PR #1628, opened 2020-07-13
Fix bugs in new task for reindexing AIPs from Storage Service

tw4l:
Fixes two bugs in the new AIP reindexing command added in commit 443fc2e66a101a0160951f06fa2f3a01717c9ce0:

* The task was not previously filtering out replicated AIPs, which was leading to a `lxml.etree.XMLSyntaxError` error for replicated AIPs during indexing (specifically, in the `index_aips_and_files` function in `elasticSearchFunctions.py`)
* The `--uuid` flag to reindex a single AIP was throwing an `AttributeError` because it was trying to get a property from a list, rather than from the first member of that list, and was incorrectly expecting `process_package` to return a tuple rather than a boolean.

Bugs addressed in this PR:
* https://github.com/archivematica/Issues/issues/1262
* https://github.com/archivematica/Issues/issues/1263

Connected to https://github.com/archivematica/issues/issues/734

### DIFF
--- a/src/archivematicaCommon/lib/archivematicaFunctions.py
+++ b/src/archivematicaCommon/lib/archivematicaFunctions.py
@@ -534,26 +534,3 @@ def relative_path_to_aip_mets_file(uuid, current_path):
     mets_name = "METS.{}.xml".format(uuid)
     mets_path = "{}/data/{}".format(package_name_without_extensions, mets_name)
     return mets_path
-
-
-def filter_packages_by_status_and_pipeline(
-    package_list, valid_statuses=("UPLOADED", "DEL_REQ"), pipeline_uuid=None
-):
-    """Filter packages by status and origin pipeline.
-
-    :param package_list: List of package info returned by Storage
-    Service (list).
-    :param valid_statuses: Acceptable statuses for filter (tuple).
-    :param pipeline_uuid: Acceptable pipeline UUID for filter (str).
-
-    :returns: Filtered package list.
-    """
-    if pipeline_uuid is None:
-        pipeline_uuid = get_dashboard_uuid()
-    origin_pipeline = "/api/v2/pipeline/{}/".format(pipeline_uuid)
-    return [
-        package
-        for package in package_list
-        if package["status"] in valid_statuses
-        and package["origin_pipeline"] == origin_pipeline
-    ]
--- a/src/archivematicaCommon/lib/storageService.py
+++ b/src/archivematicaCommon/lib/storageService.py
@@ -562,3 +562,44 @@ def download_package(package_uuid, download_directory):
     if local_filename is None:
         raise Error("Unable to download package {}".format(local_filename))
     return local_filename
+
+
+def filter_packages(
+    package_list,
+    statuses=("UPLOADED", "DEL_REQ"),
+    package_types=("AIP", "AIC", "transfer", "DIP"),
+    pipeline_uuid=None,
+    filter_replicas=False,
+):
+    """Filter packages by status and origin pipeline.
+
+    :param package_list: List of package info returned by Storage
+    Service (list).
+    :param statuses: Acceptable statuses for filter (tuple). Defaults
+    to filtering out deleted packages.
+    :param package_types: Acceptable package types for filter (tuple).
+    :param pipeline_uuid: Acceptable pipeline UUID for filter (str).
+    :param filter_replicas: Option to filter out replicas (bool).
+
+    :returns: Filtered package list.
+    """
+    if pipeline_uuid is None:
+        pipeline_uuid = am.get_dashboard_uuid()
+    origin_pipeline = "/api/v2/pipeline/{}/".format(pipeline_uuid)
+
+    if filter_replicas:
+        return [
+            package
+            for package in package_list
+            if package["status"] in statuses
+            and package["package_type"] in package_types
+            and package["origin_pipeline"] == origin_pipeline
+            and package["replicated_package"] is None
+        ]
+    return [
+        package
+        for package in package_list
+        if package["status"] in statuses
+        and package["package_type"] in package_types
+        and package["origin_pipeline"] == origin_pipeline
+    ]
--- a/src/dashboard/src/main/management/commands/rebuild_aip_index_from_storage_service.py
+++ b/src/dashboard/src/main/management/commands/rebuild_aip_index_from_storage_service.py
@@ -39,6 +39,7 @@ import logging
 from lxml import etree
 import os
 import shutil
+import sys
 import tempfile
 
 from elasticsearch import ElasticsearchException
@@ -47,6 +48,8 @@ import archivematicaFunctions as am
 import elasticSearchFunctions as es
 from main.management.commands import DashboardCommand, setup_es_for_aip_reindexing
 import storageService
+
+PACKAGE_TYPES_TO_INDEX = ("AIP", "AIC")
 
 
 def get_aips_in_aic(mets_root, temp_dir, uuid):
@@ -114,109 +117,75 @@ class Command(DashboardCommand):
         logging.getLogger("elasticsearch").setLevel(logging.ERROR)
         logging.getLogger("archivematica.common").setLevel(logging.ERROR)
 
-        # Setup es_client and delete indices if required.
-        es_client = setup_es_for_aip_reindexing(self, options["delete_all"])
-
         # Create temporary directory for downloaded METS files.
         temp_dir = tempfile.mkdtemp()
 
-        # Set pipeline UUID to use for filtering packages to reindex.
         pipeline_uuid = options["pipeline"]
+        delete_all = options["delete_all"]
 
         delete_before_reindexing = False
-        if options["delete"] is True:
+        if options["delete"]:
             delete_before_reindexing = True
 
-        # Index a single package and return if uuid option is enabled.
         if options["uuid"]:
-            package_uuid = options["uuid"]
-            self.info("Reindexing package {}".format(package_uuid))
-            package_info = storageService.get_file_info(uuid=package_uuid)
-
-            is_aic = False
-            package_type = package_info.get("package_type")
-            if package_type and package_type == "AIC":
-                is_aic = True
-
-            (index_success, error_message) = self.process_package(
-                es_client,
-                package_info,
-                temp_dir,
-                delete_before_reindexing,
-                is_aic=is_aic,
+            aips_to_index = storageService.get_file_info(uuid=options["uuid"])
+            # If we're indexing only one AIP, don't delete the indices.
+            delete_all = False
+        else:
+            # For bulk operations, index all AIPs and AICs associated
+            # with the pipeline that are not deleted or replicas.
+            packages = storageService.get_file_info()
+            aips_to_index = storageService.filter_packages(
+                packages,
+                package_types=PACKAGE_TYPES_TO_INDEX,
+                pipeline_uuid=pipeline_uuid,
+                filter_replicas=True,
             )
-            if index_success is True:
-                self.info("Successfully reindexed package {}".format(package_uuid))
-            else:
-                self.error(
-                    "Error indexing package {0}. Details: {1}".format(
-                        package_uuid, error_message
-                    )
-                )
+        aips_to_index_count = len(aips_to_index)
 
-            self.info("Cleaning up")
-            shutil.rmtree(temp_dir)
-            self.info("Indexing complete.")
-            return
+        # If there's nothing to index, log error and quit.
+        if not aips_to_index_count:
+            self.error("No AIPs found to index. Quitting.")
+            sys.exit(1)
 
+        # Setup es_client and delete indices if required.
+        es_client = setup_es_for_aip_reindexing(self, delete_all)
         self.info("Rebuilding 'aips' and 'aipfiles' indices")
 
+        # Index packages.
         packages_not_indexed = []
-
-        # Index non-deleted AIPs associated with this pipeline.
-        aips = storageService.get_file_info(package_type="AIP")
-        filtered_aips = am.filter_packages_by_status_and_pipeline(
-            aips, pipeline_uuid=pipeline_uuid
-        )
-        filtered_aip_count = len(filtered_aips)
-
         aip_indexed_count = 0
-        for aip in filtered_aips:
+        for aip in aips_to_index:
+            is_aic = False
+            if aip["package_type"] == "AIC":
+                is_aic = True
             index_success = self.process_package(
-                es_client, aip, temp_dir, delete_before_reindexing
+                es_client, aip, temp_dir, delete_before_reindexing, is_aic=is_aic
             )
-            if index_success is True:
+            if index_success:
                 aip_indexed_count += 1
             else:
                 packages_not_indexed.append(aip["uuid"])
-
-        # Index non-deleted AICs associated with this pipeline.
-        aics = storageService.get_file_info(package_type="AIC")
-        filtered_aics = am.filter_packages_by_status_and_pipeline(
-            aics, pipeline_uuid=pipeline_uuid
-        )
-        filtered_aic_count = len(filtered_aics)
-
-        aic_indexed_count = 0
-        for aic in filtered_aics:
-            index_success = self.process_package(
-                es_client, aic, temp_dir, delete_before_reindexing, is_aic=True
-            )
-            if index_success is True:
-                aic_indexed_count += 1
-            else:
-                packages_not_indexed.append(aic["uuid"])
 
         # Clean up and report on packages indexed.
         self.info("Cleaning up")
         shutil.rmtree(temp_dir)
 
         if packages_not_indexed:
-            indexing_stats = "{0} of {1} AIPs and {2} of {3} AICs".format(
-                aip_indexed_count,
-                filtered_aip_count,
-                aic_indexed_count,
-                filtered_aic_count,
-            )
-            self.info(
-                "Indexing complete. Indexed {0}. Packages not indexed: {1}.".format(
-                    indexing_stats, ", ".join(packages_not_indexed)
+            self.error(
+                "Indexing complete. Indexed {count} of {total} AIPs/AICs. Packages not indexed: {uuids}.".format(
+                    count=aip_indexed_count,
+                    total=aips_to_index_count,
+                    uuids=", ".join(packages_not_indexed),
                 )
             )
         else:
-            self.info(
-                "Indexing complete. Indexed {0} AIPs and {1} AICs".format(
-                    aip_indexed_count, aic_indexed_count
+            pluralized_aips_aics_term = (
+                "AIP/AIC" if aip_indexed_count == 1 else "AIPs/AICs"
+            )
+            self.success(
+                "Indexing complete. Successfully indexed {count} {term}.".format(
+                    count=aip_indexed_count, term=pluralized_aips_aics_term
                 )
             )
 
@@ -254,7 +223,7 @@ class Command(DashboardCommand):
             return False
 
         aips_in_aic = None
-        if is_aic is True:
+        if is_aic:
             mets_root = etree.parse(mets_download_path)
             aips_in_aic = get_aips_in_aic(mets_root, temp_dir, uuid)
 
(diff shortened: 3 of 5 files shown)


src/archivematicaCommon/lib/archivematicaFunctions.py
```diff
@@ -536,6 +536,17 @@ def relative_path_to_aip_mets_file(uuid, current_path):
...
 
+def filter_replicated_aips(aips):
+    """Filter out replicated AIPs.
+
+    :param aips: List of package info for AIPs returned by Storage
+    Service.
+
+    :returns: Filtered AIP list.
+    """
+    return [aip for aip in aips if aip["replicated_package"] is None]
```
ross-spencer: This might be a useful helper in `AMClient` where we already have a helper for compressed packages as an example. I am not convinced it sits particularly well here as its own helper in Archivematica given it is just a single list comprehension. 

As this is dealing with storage service functions, a nice approach might be to modify the storage service helper. 

* `storageService.get_file_info(package_type="AIP")`

If you were interacting with an API, you might see a filter. Something like:

* `storageService.get_file_info(package_type="AIP", filter_replicas=True)`
* `storageService.get_file_info(package_type="AIP", filter=REPLICAS)` (where replicas is an `enum` like value.

src/dashboard/src/main/management/commands/rebuild_aip_index_from_storage_service.py
```diff
@@ -131,32 +131,36 @@ def handle(self, *args, **options):
...
-            package_info = storageService.get_file_info(uuid=package_uuid)
+            try:
+                package_info = storageService.get_file_info(uuid=package_uuid)[0]
+            except IndexError:
+                self.error(
+                    "Error indexing package {0}. "
+                    "Package with supplied UUID not found in Storage Service".format(
+                        package_uuid
+                    )
+                )
```
ross-spencer: Is this `black` formatted?

ross-spencer: An `AttributeError` is mentioned in the PR comment, is this the error that we're covering here? Or is this a tangential issue?

src/dashboard/src/main/management/commands/rebuild_aip_index_from_storage_service.py
```diff
@@ -131,32 +131,36 @@ def handle(self, *args, **options):
...
+                return
```
ross-spencer: As the return from this function will be `None`. We should consider removing the explicit return here.

src/dashboard/src/main/management/commands/rebuild_aip_index_from_storage_service.py
```diff
@@ -131,32 +131,36 @@ def handle(self, *args, **options):
...
-                )
 
             self.info("Cleaning up")
             shutil.rmtree(temp_dir)
-            self.info("Indexing complete.")
+            if index_success:
+                self.success("Success! Indexing complete.")
+            else:
+                self.error("Failure. Indexing complete.")
             return
```
ross-spencer: We can remove this `return` too.

src/dashboard/src/main/management/commands/rebuild_aip_index_from_storage_service.py
```diff
@@ -131,32 +131,36 @@ def handle(self, *args, **options):
...
-                    )
-                )
 
             self.info("Cleaning up")
             shutil.rmtree(temp_dir)
-            self.info("Indexing complete.")
+            if index_success:
+                self.success("Success! Indexing complete.")
+            else:
+                self.error("Failure. Indexing complete.")
```
ross-spencer: Shall we continue to test for `True` here like in the original line at `148`? If it isn't true, can we return immediately after 147? Or do we still need to commit to clean up? Is there any more information that the user (or us) need here, will we get enough information to track back from: `Failure. Indexing complete.` do you think?

ross-spencer (commented):
Hi @tw4l I've left a few comments which I wouldn't mind getting your feedback on. 

In terms of process, I'm surprised this PR hasn't got an issue associated with it. Or, to be clear, I think archivematica/Issues#734 might otherwise have been moved into `review` and then one new issues associated with the new changes to this work so that there was good visibility prior to this PR, and simply because they are new issues. 

I think we've done it this way previously (without an issue) for your previous PR, but it can lead to rushing out the work we're doing where we should measure twice and cut once as much as possible. 

I'll drop you a line in Slack too.

src/archivematicaCommon/lib/archivematicaFunctions.py
ross-spencer: It dawns on me too, is there a way to only filter once? What information are we getting from the `storage_service.get_file_info()`? 

Is it possible to:

1. Retrieve all AIPs and AICs.
2. Filter replicated packages.
3. Direct the workflow in these functions by testing here whether something is an AIC or an AIP? 

It should simplify the code in rebuild AIP index, and then mean only filtering once. Basically we can remove some complexity (possibly).

tw4l: Hi @ross-spencer - thanks, this is good insight. I've taken the spirit of that you've said here and tried to address it in commit 7cca2c9624865044c95e160104a729fe01777361, which makes a single call to the storage service for packages, does all of the filtering in one shot (and moves that helper to `storageService.py`, where I think it's a better fit), and manages to remove a fair bit of duplicative code in the process. Let me know what you think.

src/dashboard/src/main/management/commands/rebuild_aip_index_from_storage_service.py
tw4l: The `AttributeError` was being raised during `package_type = package_info.get("package_type")`, because `package_info` was the list returned by the Storage Service.

In this PR, I changed it so that `package_info` is the first item of the returned list: `package_info = storageService.get_file_info(uuid=uuid)[0]`. If there are no items in the list (i.e. a package with the specified UUID was not found in the Storage Service), it will raise an `IndexError`, so that's what I'm catching here.

I added some more information on the original bugs in this issue: https://github.com/archivematica/Issues/issues/1263

tw4l: The multi-line comment was run through `black`, but I had split the lines to try to keep line size reasonable. The changes made since have made that moot.

src/dashboard/src/main/management/commands/rebuild_aip_index_from_storage_service.py
tw4l: The return will be `None`, but we need this return so that the task only indexes the one package we requested with the `--uuid` tag. Otherwise, the task will index this one package, and then move on to indexing all AIPs.

src/dashboard/src/main/management/commands/rebuild_aip_index_from_storage_service.py
tw4l: See above.

src/dashboard/src/main/management/commands/rebuild_aip_index_from_storage_service.py
tw4l: I think this is cleaned up a bit now. The messages here were a bit vague because `process_package` outputs more detailed information for each package to the terminal as well.

tw4l:
Thank you @ross-spencer! This is ready for re-review.

I've created issues for each of the bugs being addressed in this PR and linked them in the PR description up top. Moving forward I will stick to the process of filing an issue first, then the related PR. I take your point about measuring twice and cutting once.

Some details on the changes made here are in the in-line comments above, but in general I have refactored to:
* Handle truthiness consistently (with `if x` instead of `if x is True`, especially where we absolutely know values will be booleans)
* Move the logic for indexing a single package to its own function
* Retrieve package info from the Storage Service and filter it once (with a modified version of the previous filtering helper, which I've now moved from `archivematicaFunctions.py` to `storageService.py`, which seems like a better home for it. This also required a slight tweak to the transfer reindexing task). Ideally this filtering could all happen as part of the call to the Storage Service but that would require more major changes, and I hope you will agree that this is a good compromise. It will be a bit faster and, as you suggested, simplifies the `handle` function, which should pay off in terms of readability and maintainability.

src/dashboard/src/main/management/commands/rebuild_aip_index_from_storage_service.py
tw4l: Ordering went off with the refactor, so that comment might not be so helpful. I believe this return is necessary to prevent the task from continuing to index other packages when the --uuid flag is used.

src/dashboard/src/main/management/commands/rebuild_aip_index_from_storage_service.py
ross-spencer: Cool. It's just a little jarring as we have `Flake8` [ignoring line-lengths](https://github.com/artefactual/archivematica/blob/396015a44723e6b2dd2f4d7bed1443514a429c12/tox.ini#L38) (E501) up to a certain point to be [compatible with `black`](https://stackoverflow.com/a/59184533) so it's a bit more obvious when the line hasn't been auto-formatted.

src/archivematicaCommon/lib/storageService.py
```diff
@@ -562,3 +562,50 @@ def download_package(package_uuid, download_directory):
...
+    """
+    if pipeline_uuid is None:
+        pipeline_uuid = am.get_dashboard_uuid()
+    origin_pipeline = "/api/v2/pipeline/{}/".format(pipeline_uuid)
+
+    if statuses is None:
+        statuses = ("UPLOADED", "DEL_REQ")
+
+    if package_types is None:
+        package_types = ("AIP", "AIC", "transfer", "DIP")
```
ross-spencer: What do you think about removing these five lines and making them the default parameters in the function signature?
```python
def filter_packages(
    package_list,
    statuses=("UPLOADED", "DEL_REQ"),
    package_types=("AIP", "AIC", "transfer", "DIP"),
    pipeline_uuid=None,
    filter_replicas=False,
): 
```
It seems like the logic would be about the same? It would really only have an impact if someone supplied `None` to the function, which might be a bit odd, but IDK?

src/dashboard/src/main/management/commands/rebuild_aip_index_from_storage_service.py
ross-spencer: That makes sense. I feel like when there's a return like this in the function it says there might be something not quite right with the flow-control. So, in the code above we're directing the flow if `uuid` is set. Given that, I'd almost be tempted to say:
```python
if options["uuid"]:
   ...do thing
else:
   ...do the other thing
```
But that doesn't quite feel right either. I suppose a `return` does keep everything to the left quite nicely. 

But then I thought to myself what else might we be missing.

I had one observation, and that was the setup for Elasticsearch came too early. What happens if we retrieve zero packages from the storage service? e.g. there's a connection error? I think we will have deleted our index and didn't need to.

The second observation I had with the new function for indexing a single package is that we really wanted to do the same thing across both main sections of the code. Given the storage service helper always returns a list, we can treat a list of 1 (or zero) the same we treat a list of 100, with a few small exceptions written along the way.

I have modified your functions here. So I have removed `index_single_package` and moved the bulk of the unique work inline so that most of the logic is the same for bulk or single operations. Also, we now only setup Elasticsearch just in time, so that we only do anything with the index if there is something to do. See what you think:

```diff
diff --git a/src/dashboard/src/main/management/commands/rebuild_aip_index_from_storage_service.py b/src/dashboard/src/main/management/commands/rebuild_aip_index_from_storage_service.py
index f766ee77..d48c05fa 100644
--- a/src/dashboard/src/main/management/commands/rebuild_aip_index_from_storage_service.py
+++ b/src/dashboard/src/main/management/commands/rebuild_aip_index_from_storage_service.py
@@ -116,9 +116,6 @@ class Command(DashboardCommand):
         logging.getLogger("elasticsearch").setLevel(logging.ERROR)
         logging.getLogger("archivematica.common").setLevel(logging.ERROR)
 
-        # Setup es_client and delete indices if required.
-        es_client = setup_es_for_aip_reindexing(self, options["delete_all"])
-
         # Create temporary directory for downloaded METS files.
         temp_dir = tempfile.mkdtemp()
 
@@ -129,29 +126,27 @@ class Command(DashboardCommand):
         if options["delete"]:
             delete_before_reindexing = True
 
-        # Index a single package and return if uuid option is enabled.
-        if options["uuid"]:
-            index_success = self.index_single_package(
-                options["uuid"], es_client, temp_dir, delete_before_reindexing
-            )
-            if index_success:
-                self.success("Success! Indexing complete.")
-            return
-
         self.info("Rebuilding 'aips' and 'aipfiles' indices")
-
         packages_not_indexed = []
-
-        # Index AIPs and AICs that are associated with this pipeline
-        # that are not deleted or replicas.
-        packages = storageService.get_file_info()
-        aips_to_index = storageService.filter_packages(
-            packages,
-            package_types=PACKAGE_TYPES_TO_INDEX,
-            pipeline_uuid=pipeline_uuid,
-            filter_replicas=True,
-        )
+        if not options["uuid"]:
+            # Index AIPs and AICs that are associated with this pipeline
+            # that are not deleted or replicas.
+            packages = storageService.get_file_info()
+            aips_to_index = storageService.filter_packages(
+                packages,
+                package_types=PACKAGE_TYPES_TO_INDEX,
+                pipeline_uuid=pipeline_uuid,
+                filter_replicas=True,
+            )
+        else:
+            aips_to_index = storageService.get_file_info(uuid=options["uuid"])
         aips_to_index_count = len(aips_to_index)
+        if aips_to_index_count > 1:
+            # For bulk operations setup es_client and delete indices if required.
+            es_client = setup_es_for_aip_reindexing(self, options["delete_all"])
+        elif aips_to_index_count:
+            # For single item operations, setup es_client and don't delete indices.
+            es_client = setup_es_for_aip_reindexing(self, False)
         aip_indexed_count = 0
         for aip in aips_to_index:
             is_aic = False
@@ -184,37 +179,6 @@ class Command(DashboardCommand):
                 )
             )
 
-    def index_single_package(self, uuid, es_client, temp_dir, delete_before_reindexing):
-        """Index single package by UUID.
-
-        :param uuid: Package UUID.
-        :param es_client: Elasticsearch client.
-        :param temp_dir: Path to tempdir for downloaded METS files.
-        :param delete_before_reindexing: Boolean of whether to delete
-        package from indices prior to reindexing.
-
-        :returns: Boolean indicating success.
-        """
-        self.info("Reindexing package {}".format(uuid))
-        try:
-            package_info = storageService.get_file_info(uuid=uuid)[0]
-        except IndexError:
-            self.error("Error indexing package {0}. UUID not found.".format(uuid))
-            return False
-
-        is_aic = False
-        package_type = package_info.get("package_type")
-        if package_type and package_type == "AIC":
-            is_aic = True
-
-        index_success = self.process_package(
-            es_client, package_info, temp_dir, delete_before_reindexing, is_aic=is_aic
-        )
-
-        self.info("Cleaning up")
-        shutil.rmtree(temp_dir)
-        return index_success
-
     def process_package(
         self, es_client, package_info, temp_dir, delete_before_reindexing, is_aic=False
     ):
```
You might see other optimizations, but does that help at all? (I wasn't quite sure how to write this down in a better narrative, so hoped maybe the code-diff would work as well).

ross-spencer (commented):
Thanks @tw4l. It's all looking a lot cleaner. Nice work bringing those two functions together for the storage service helpers. 

There's a chunky comment/demonstration inline, let me know if that helps. And I hope it's not overreaching too much. I was wrestling with how to jot the point down more effectively.

src/dashboard/src/main/management/commands/rebuild_aip_index_from_storage_service.py
tw4l: Yeah, fair!

src/archivematicaCommon/lib/storageService.py
tw4l: Yeah, agreed that making these the default parameters makes it cleaner and easier to read, and from the docstring one should know not to supply `None` so I think that's an okay tradeoff.

src/dashboard/src/main/management/commands/rebuild_aip_index_from_storage_service.py
tw4l: It did help! I refactored based on your comments here (FWIW, the diff really did help me come around to your point) and the resulting code is shorter, more readable, and handles the case of no packages being returned by the Storage Service much more gracefully.

tw4l:
Hi @ross-spencer - thanks, the inline diff really did help and your thinking brought some really nice changes to the code (I also added you as a co-author on the last commit, and will for the merge commit as well if that's okay with you).

I've flagged this for re-review - let me know if you'd like to see other changes.

src/dashboard/src/main/management/commands/rebuild_aip_index_from_storage_service.py
```diff
@@ -114,109 +117,72 @@ def handle(self, *args, **options):
...
-        # Set pipeline UUID to use for filtering packages to reindex.
         pipeline_uuid = options["pipeline"]
 
         delete_before_reindexing = False
-        if options["delete"] is True:
+        if options["delete"]:
             delete_before_reindexing = True
 
-        # Index a single package and return if uuid option is enabled.
         if options["uuid"]:
```
ross-spencer, line 130: My instinct is still to protect against deletion of the entire index, if the user is only re-indexing a single UUID. The impact of that mistake goes up quite high the bigger the index is. Right now, if `--delete-all` is selected, also `-u` that's definitely possible in this script. What do you think about avoiding that?

There are various ways to do this, but maybe setting `options["'delete_all"]` to `False` here would be enough?

src/dashboard/src/main/management/commands/rebuild_aip_index_from_storage_service.py
```diff
@@ -114,109 +117,72 @@ def handle(self, *args, **options):
...
-                aip_indexed_count,
-                filtered_aip_count,
-                aic_indexed_count,
-                filtered_aic_count,
-            )
-            self.info(
-                "Indexing complete. Indexed {0}. Packages not indexed: {1}.".format(
-                    indexing_stats, ", ".join(packages_not_indexed)
+            self.error(
+                "Indexing complete. Indexed {0} of {1} AIPs/AICs. Packages not indexed: {1}.".format(
```
ross-spencer:
```suggestion
                "Indexing complete. Indexed {} of {} AIPs/AICs. Packages not indexed: {}.".format(
```
I think you want `{2}` here! :wink: that being said it might be a good (inadvertent) demonstration of where we can let the positional arguments do the work, and avoid explicit indexes where possible.

I'd chose `{}` in this case. For other instances if you're reusing variables during string concatenation, then the named approach works quite nicely as a self-describing and very explicit option:
```python
            self.error(
                "Indexing complete. Indexed {demo_1} of {demo_2} AIPs/AICs. Packages not indexed: {demo_3}.".format(
                    demo_1=aip_indexed_count,
                    demo_2=aips_to_index_count,
                    demo_3=", ".join(packages_not_indexed),
                )
            )
```
There's a whole bunch of string concatenation methods but I tend to stick with this one for AM and personally.

ross-spencer (approved):
Nearly there @tw4l with one definite change needed for a string concat further below, and a request to change the logic around deletion a little bit. Let me know if you have any queries. 

Also, I had forgotten to do this, maybe you were already doing it? But `pylint --py3k`
```
$ pylint --py3k src/dashboard/src/main/management/commands/rebuild_aip_index_from_storage_service.py
Using config file /home/ross-spencer/.pylintrc

------------------------------------
Your code has been rated at 10.00/10
``` 
perfect score: :100: /:100: !!

Approving so you can fix those up and get onwards and upwards once those changes are in.

src/dashboard/src/main/management/commands/rebuild_aip_index_from_storage_service.py
tw4l: Honestly I went back and forth on this because I didn't want to unnecessarily limit users, but ultimately I think you're right that the impact of that mistake outweighs the remote possibility that someone would want to delete their entire index and reindex only one package (especially since I can't think of a use case for the latter). I'll make the change before merging.

src/dashboard/src/main/management/commands/rebuild_aip_index_from_storage_service.py
tw4l: Good catch! This named option is nice. It reminds me of f-strings, which I tend to prefer when possible.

> [Problem requirements]
Write out exactly the lines from the start of the material through the line with "The task was". No other output is expected.

> [Exercise result]
PR #1628, opened 2020-07-13
Fix bugs in new task for reindexing AIPs from Storage Service

tw4l:
Fixes two bugs in the new AIP reindexing command added in commit 443fc2e66a101a0160951f06fa2f3a01717c9ce0:

* The task was not previously filtering out replicated AIPs, which was leading to a `lxml.etree.XMLSyntaxError` error for replicated AIPs during indexing (specifically, in the `index_aips_and_files` function in `elasticSearchFunctions.py`)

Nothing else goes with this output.